Senate panel hears allegations Meta, others stole IP for AI training


The Meta logo. Photo: Nikolas Kokovlis/NurPhoto via Getty Images
Company documents allege AI and tech leaders have been complicit in pirating protected intellectual property for training AI, per witness testimony the Senate Judiciary crime subcommittee heard on Wednesday.
The big picture: Authors and publishers have been scrambling to protect their copyrighted works from AI models as tech companies push for more flexibility to use such work.
Driving the news: Maxwell Pritt, a partner at law firm Boies Schiller Flexner LLP, shared allegations of what he calls "likely the largest domestic piracy of intellectual property in our nation's history" at the hearing.

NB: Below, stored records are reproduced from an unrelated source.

PR #5784, opened 2024-09-20
Grt: Jumper insertion for repair antenna violations

### LINKED ISSUE #5332: ANT/GRT: Break long segments that cause antenna violations
In addition to the existent diode insertion, repair_antennas needs other options to solve the antenna violations.
Breaking the long segments in the layers with antenna violations is a well-known solution during the global route and seems a good option for us.

Note: The detailed router will also need updates to follow the changes in the guides to avoid violations.

luis201420:
### Jumper insertion for repair antenna violations
The algorithm adds jumpers with size = 3GCells in the long segments with antenna violations.

- First it verifies that the layer has available layers above it with the same orientation (layer level + 2)
- The net segments are structured to be able to obtain the segments involved in each antenna violation. For this, the DSU algorithm is used.
- With the segments found, the bounding box is found and the number of pins near the min and max points of the bounding box is calculated. This will help to find the segment to insert the jumpers.
- To o find the position where a jumper should be added, the algorithm will calculate a ratio of the current PAR to the required PAR. To use the ratio it divides the total wirelength of the segments by the ratio, to get the required wirelength which will not have a violation.
- To insert the jumpers, the segments are iterated looking for the position that can contain the jumper size avoiding adding over vias. Before inserting the jumper, it is verified that the layer has the necessary resources for its jumper routing.
- When an antenna violation has pins near both sides, two jumpers will be inserted near both ends.

Fixes #5332


src/grt/src/RepairAntennas.cpp
```diff
@@ -855,4 +857,623 @@ double RepairAntennas::diffArea(odb::dbMTerm* mterm)
...
+  int best_req_space = 0;
+  bool is_reversed = false;
+  // Reverse the segments when jumper is added near the end (max)
+  if (!in_start) {
+    is_reversed = true;
+    std::reverse(segment_ids.begin(), segment_ids.end());
+  }
+  for (int pos = 0; pos < segment_ids.size(); pos++) {
+    const auto& seg = route[segment_ids[pos]];
+    // if seg could have jumper, get via position
```
eder-matheus, line 997: This comment seem out of place. I can't find in the code where you're getting the via position.

src/grt/src/RepairAntennas.cpp
```diff
@@ -855,4 +857,623 @@ double RepairAntennas::diffArea(odb::dbMTerm* mterm)
...
+    if (seg.length() >= bridge_size + 2 * tile_size) {
+      // get the jumper position via aware
+      const int req_space = searchViaAware(
+          is_reversed, is_horizontal, seg, vias_pos, bridge_size, tile_size);
+      // if is valid segment, save the segment pos in route
```
eder-matheus, line 1002: Same here. I don't understand the "save the segment pos in route".

src/grt/src/RepairAntennas.cpp
```diff
@@ -855,4 +857,623 @@ double RepairAntennas::diffArea(odb::dbMTerm* mterm)
...
+      } else {
+        // Get jumper position
+        const int bridge_init_y = seg.final_y - req_size - bridge_size;
+        const int bridge_final_y = bridge_init_y + bridge_size;
+
+        jumper_count++;
+        addJumperVertical(
+            seg_pos, route, bridge_init_y, bridge_final_y, layer_level);
+      }
+    }
```
eder-matheus, line 1164: This block of code is almost identical to the block above. Could you refactor it into a single function?

src/grt/src/RepairAntennas.cpp
```diff
@@ -855,4 +857,623 @@ double RepairAntennas::diffArea(odb::dbMTerm* mterm)
...
+  }
+  return jumper_count;
+}
+
+void RepairAntennas::getPinNumberNearEndPoint(
```
eder-matheus, line 1169: getPinNumberNearEndPoint --> getPinCountNearEndPoints

src/grt/src/RepairAntennas.cpp
```diff
@@ -855,4 +857,623 @@ double RepairAntennas::diffArea(odb::dbMTerm* mterm)
...
+                 odb::Point::manhattanDistance(gate_maxX_maxY, seg_max)));
+    if (dist_to_min < dist_to_max) {
+      info.pin_num_near_to_start_++;
+    } else {
+      info.pin_num_near_to_end_++;
+    }
+  }
+}
+
+struct SegInfo
```
eder-matheus, line 1219: Why do you have a struct definition here? Should this be moved to the header?

eder-matheus (changes requested):
This is the first batch of reviews. I'll wait for the changes before finishing the review of the last functions.

src/grt/src/RepairAntennas.h
```diff
@@ -80,6 +80,13 @@ struct RoutePtPins
 };
 
 using RoutePtPinsMap = std::map<RoutePt, RoutePtPins>;
+using SegmentIdByViolation = std::unordered_map<int, std::vector<int>>;
+
+struct ViolationInfo
```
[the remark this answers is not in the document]
luis201420: Yes, the members refer to the pin count near the start and the end of the segments

src/grt/src/RepairAntennas.cpp
```diff
@@ -855,4 +857,623 @@ double RepairAntennas::diffArea(odb::dbMTerm* mterm)
...
+      init_x, init_y, layer_level + 2, final_x, final_y, layer_level + 2));
+  // Reduce resources in layer level
+  grouter_->updateReources(init_x, init_y, final_x, final_y, layer_level, -1);
+  // Increase resources in layer level + 2
+  grouter_->updateReources(
+      init_x, init_y, final_x, final_y, layer_level + 2, 1);
+}
+
+// validate position when iterating from min to max position and vice versa
+bool validatePos(bool is_reversed,
```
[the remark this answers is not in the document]
luis201420: Yes, this function helps me verify that the position is within the segment. It helps me validate the position in the while loop.

src/grt/src/RepairAntennas.h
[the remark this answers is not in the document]
eder-matheus: Please rename the struct name to be more related to its members. `ViolationInfo` says nothing about it.

eder-matheus (changes requested):

eder-matheus (approved):

src/grt/src/RepairAntennas.cpp
```diff
@@ -1208,14 +1208,10 @@ void RepairAntennas::getPinCountNearEndPoints(
...
-    const odb::Point gate_minX_maxY
-        = odb::Point(sink_bbox.xMin(), sink_bbox.yMax());
-    const odb::Point gate_maxX_minY
-        = odb::Point(sink_bbox.xMax(), sink_bbox.yMin());
-    const odb::Point gate_maxX_maxY
-        = odb::Point(sink_bbox.xMax(), sink_bbox.yMax());
+    const odb::Point gate_minX_minY(sink_bbox.xMin(), sink_bbox.yMin());
+    const odb::Point gate_minX_maxY(sink_bbox.xMin(), sink_bbox.yMax());
+    const odb::Point gate_maxX_minY(sink_bbox.xMax(), sink_bbox.yMin());
+    const odb::Point gate_maxX_maxY(sink_bbox.xMax(), sink_bbox.yMax());
```
rovinski, line 1214: `Rect.ll()`, `Rect.ur()`, etc?

PR #5788, opened 2024-09-23
drt: cardinal directions and allow via simplification

bnmfw:
This PR simply adds the use of `frDirEnumPlanar` when appropriate.
It also simplifies
```
if (allow_via) {
    ap->setAccess(frDirEnum::U, true);
  } else {
    ap->setAccess(frDirEnum::U, false);
  }
```
to
```
ap->setAccess(frDirEnum::U, allow_via);
```

### DIFF
--- a/src/drt/src/pa/FlexPA_prep.cpp
+++ b/src/drt/src/pa/FlexPA_prep.cpp
@@ -198,10 +198,9 @@ void FlexPA::prepPoint_pin_genPoints_rect_ap_helper(
   auto ap = std::make_unique<frAccessPoint>(fpt, layer_num);
   if (allow_planar) {
     const auto lower_layer = getDesign()->getTech()->getLayer(layer_num);
-    ap->setAccess(frDirEnum::W, true);
-    ap->setAccess(frDirEnum::E, true);
-    ap->setAccess(frDirEnum::S, true);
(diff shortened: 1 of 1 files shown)


src/drt/src/pa/FlexPA_prep.cpp
```diff
@@ -1113,14 +1108,12 @@ bool FlexPA::prepPoint_pin_checkPoint_via_helper(
...
-             ap, via, pin, inst_term, layer_polys, frDirEnum::W)
-         || prepPoint_pin_checkPoint_viaDir_helper(
-             ap, via, pin, inst_term, layer_polys, frDirEnum::S)
-         || prepPoint_pin_checkPoint_viaDir_helper(
-             ap, via, pin, inst_term, layer_polys, frDirEnum::N);
+  bool some_dir_is_legal = false;
+  for (const frDirEnum dir : frDirEnumPlanar) {
+    some_dir_is_legal |= prepPoint_pin_checkPoint_viaDir_helper(
+        ap, via, pin, inst_term, layer_polys, dir);
+  }
```
maliberty, line 1115: This is not equivalent in terms of efficiency as the || operator short-circuits and the loop doesn't.

maliberty (approved):

PR #5791, opened 2024-09-23
tap: avoid iterating over insts multiple times when placing tapcells

gadfort:
No functional changes.

Changes:
- over iterate over fixed instances once in when placing tapcells

On a 16mm^2 floorplan this takes the tapcell insertion from 158s to 1.9s, most of that extra time was repeatedly iterating over the number of instances.


maliberty (approved):

maliberty:
@eder-matheus FYI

- From Pritt's testimony: "That piracy includes hundreds of terabytes of data and many millions of works, including, for example, at least 12 books authored by members of this subcommittee."
- "At Meta, company documents show that Mark Zuckerberg himself made the call."
- "Company documents at Anthropic also show a blatant disregard for our copyright laws, preferring to pirate books to avoid or delay
the 'legal/practice/business slog,' as Anthropic's co-founder and CEO Dario Amodei put it."
Meta declined to comment. Anthropic and OpenAI did not immediately respond to requests for comment.
Context: Pritt, who's in charge of the firm's San Francisco office, is currently representing "authors, artists, and programmers in copyright infringement cases against AI companies including Meta, OpenAI, GitHub, and Midjourney," per his testimony.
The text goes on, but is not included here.